In [1]:
%matplotlib inline

import numpy as np
import matplotlib.pyplot as plt

from numba import jit # Use it for speed

from scipy import stats

What is Monte Carlo (MC) Integration?

Let us say that we want to approximate the area between the curve defined by $f(x) = x^2 + 3x + \ln{x}$ between $x\in (0,5]$ and the x-axis.


In [2]:
def f(x):
    return x**2 + 3*x + np.log(x)

step= 0.001
x = np.arange(1,5+step*0.1,step)
y = f(x)
print x.min(), x.max()
print y.min(), y.max()
plt.plot(x, y, lw=2., color="r")
plt.fill_between(x, 0, y, color="r", alpha=0.5)
plt.axhline(y=0, lw=1., color="k", linestyle="--")
plt.axhline(y=y.max(), lw=1., color="k", linestyle="--")
plt.axvline(x=x.min(), lw=1., color="k", linestyle="--")
plt.axvline(x=x.max(), lw=1., color="k", linestyle="--")
plt.xlabel("x")
plt.ylabel("y")
plt.title("$f(x) = x^2 + 3x + \ln{x}, x\in[1,5]$")


1.0 5.0
4.0 41.6094379124
Out[2]:
<matplotlib.text.Text at 0x7fe4f4f43cd0>

Concretely, we are interested in knowing the area of the red-shaded region in the above figure. Furthermore, I have also provided a rectangular bounding box for the range of values of $x$ and $y$. The true value of the area under the curve is $\sim{81.381}$ using its analytic integral formula (see http://www.wolframalpha.com/input/?i=integrate+x%5E2+%2B+3x+%2B+ln(x),+x+in+%5B1,5%5D).

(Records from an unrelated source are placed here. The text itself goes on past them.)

Issue #11, opened 2018-07-27
ff-communication API documentation - Currency Guide - Broken Link


sebastiantri:
The link to the currency guide within the API documentation of ff-communication are broken:
Is:
https://web-components.fact-finder.de/guides/currency-guide 
Should: 
https://web-components.fact-finder.de/documentation/currency-guide

damrath:
In Review [#13]

Issue #10, opened 2018-07-27
ff-communication API documentation


sebastiantri:
Some properties in the API documentation are wrongly described (boolean with two options false, false).
E.g. 
disable-single-hit-redirect (String) Options:  **false,  false** (default: false)

Issue #9, opened 2018-07-24
factfinder.communication.ResultDispatcher callback second event param doc is missing


toarm:
the event is now passed as a second param in ResultDispatcher.subscribe callback

Issue #8, opened 2018-07-18
factfinder.communication.ResultDispatcher.subscribe("navigation", callback)


toarm:
ResultDispatcher doc for navigation topic is missing

PR #13, opened 2018-07-27
Issues: 8 - 11 | Fix errors in documentation

damrath:
Links updated, updated ResultDispatcher callback documentation and updated some erroneous parameters.

#8 #9 #10 #11


.gitignore
```diff
@@ -2,3 +2,4 @@ build/
 node_modules/
 .idea
 *.iml
+package-lock.json
```
KrzysztofKozlowskiOBSS: I guess we should commit this file

damrath: i don't think we need it though. What do you say @toarm ?

KrzysztofKozlowskiOBSS: https://stackoverflow.com/questions/44206782/do-i-commit-the-package-lock-json-file-created-by-npm-5

damrath: I know they recommend doing so, however we haven't been doing this consistently, neither have we used the feature afaik. @toarm should decide

toarm: Honestly I never thought about package-lock.json. For me it feels initially wrong to push such a file but on the other side they are recommending it x/

I'd like to test it. If it results in merge conflicts and other annoying stuff we can remove it. Acutally I dont see any benefit in pushing it but lets stick to the recommendations for a while and see if it works out...

damrath: @toarm @KrzysztofKozlowskiOBSS re-added package-lock.json

PR #36, opened 2018-08-16
Fix broken EventAggregator link

KrzysztofKozlowskiOBSS:


KrzysztofKozlowskiOBSS:
Should be branched from dev.

PR #37, opened 2018-08-16
Fix broken EventAggregator link

KrzysztofKozlowskiOBSS:


markdown/en/core-result-dispatcher.md
```diff
@@ -4,7 +4,7 @@ subscribe to ResultDispatcher to get notified when new data is available.
 
 The ResultDispatcher is in the module: **factfinder.communication.ResultDispatcher**.
 
-If you want to trigger your own communication events checkout the documentation for the [FFCommunicationEventAggregator](documentation/core-event-aggregator).
+If you want to trigger your own communication events checkout the documentation for the [FFCommunicationEventAggregator](api/core-event-aggregator).
```
omikron-fp: I would make it `api/core-event-aggregator#tab=docs` to the link. When the fragment is added by the app, another entry in the browser history is created and you have to click twice to navigate back. (At least in my Chrome)

KrzysztofKozlowskiOBSS:
@omikron-fp can you check if we can remove the history entry without hash param with #tab=docs instead of creating a new one?

omikron-fp:
@KrzysztofKozlowskiOBSS Sure, that would actually be the more desirable behaviour. Might take me a little to dive into the code.

KrzysztofKozlowskiOBSS:
@omikron-fp https://github.com/FACT-Finder-Web-Components/documentation/blob/2234b30df9c6e236676c7c8cb0c26ddae30a4fd6/src/views/api-view.js#L198-L199 if you manage to replace the location hash here manually, our router shouldn't add a new history entry

PR #43, opened 2018-08-22
FFWEB-727 documentation 404 page not shown

omikron-fp:
This fix adds URL validation and displays the 404 page if necessary.
It is good enough to be deployed.

A more sophisticated 404 page is in progress and will be provided later.


src/views/view-404.js
```diff
@@ -12,15 +12,30 @@ import {PolymerElement, html} from '@polymer/polymer/polymer-element.js';
...
+        width: 100%;
+        max-width: 800px;
+        border-radius: 50%;
+    }
 </style>
 
-Oops you hit a 404. <a href="[[rootPath]]">Head back to home.</a>
+<h2>Oops! You hit a 404!</h2>
+<div class="imgContainer">
+    <img src="http://search-web-components.fact-finder.de/crap/img/stupidCat.jpg">
```
damrath: You should download the asset.

toarm: yeah, its located in another project and as soon as that dissapears its gone in our documentation x/

src/data/api.js
```diff
@@ -107,8 +107,8 @@ const api = {
         },
         "ff-template": {
             path: "ff-template",
-            noApi: true
             title: "Template",
+            noApi: true  // TODO find out what this is for and remove if not needed
```
toarm: as far a i can remember its for pages without an API tab

omikron-fp: `noApi` never gets referenced anywhere. The reason `Template`'s API tab shows a placeholder message is because `api-view.js` handles the failed markdown load itself in the `connectedCallback`.

I think we can safely remove it. At the moment it doesn't do anything anyway. Even giving other pages the `noApi: true` property has no effect at all.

The most accurate way to get the value of the area is to find the value of the definite integral $\int_{1}^{5} f(x) dx$. However, in many cases analytically finding this integral is very tough, especially if the function is not easily integrable. This is where numerical methods for approximating the integral come handy. Monte Carlo (MC) techniques are one of the most popular form of numerical solution used for definite integral calculation.

A basic intuition of the Monte Carlo Integration is as follows:

  • Define the input domain $[a, b]$ of the integral $\int_{a}^{b} f(x) dx$.
  • Uniformly, sample $N$ points from rectangular region between $[a, b)$ and $[\min(f(x)), \max(f(x)))$
  • Find the proportion of points that lie in the region included in the area of $f(x)$, call it $p$
  • Multiply the area of the rectangular region ($A$) by $p$ to get the area under the curve $A^*=p*A$
  • As $N \to \infty$, the area of the shaded region $A^* \to \int_{a}^{b} f(x) dx$
  • Usually, a much smaller value of $N$ will give approximate value within a reasonable error span.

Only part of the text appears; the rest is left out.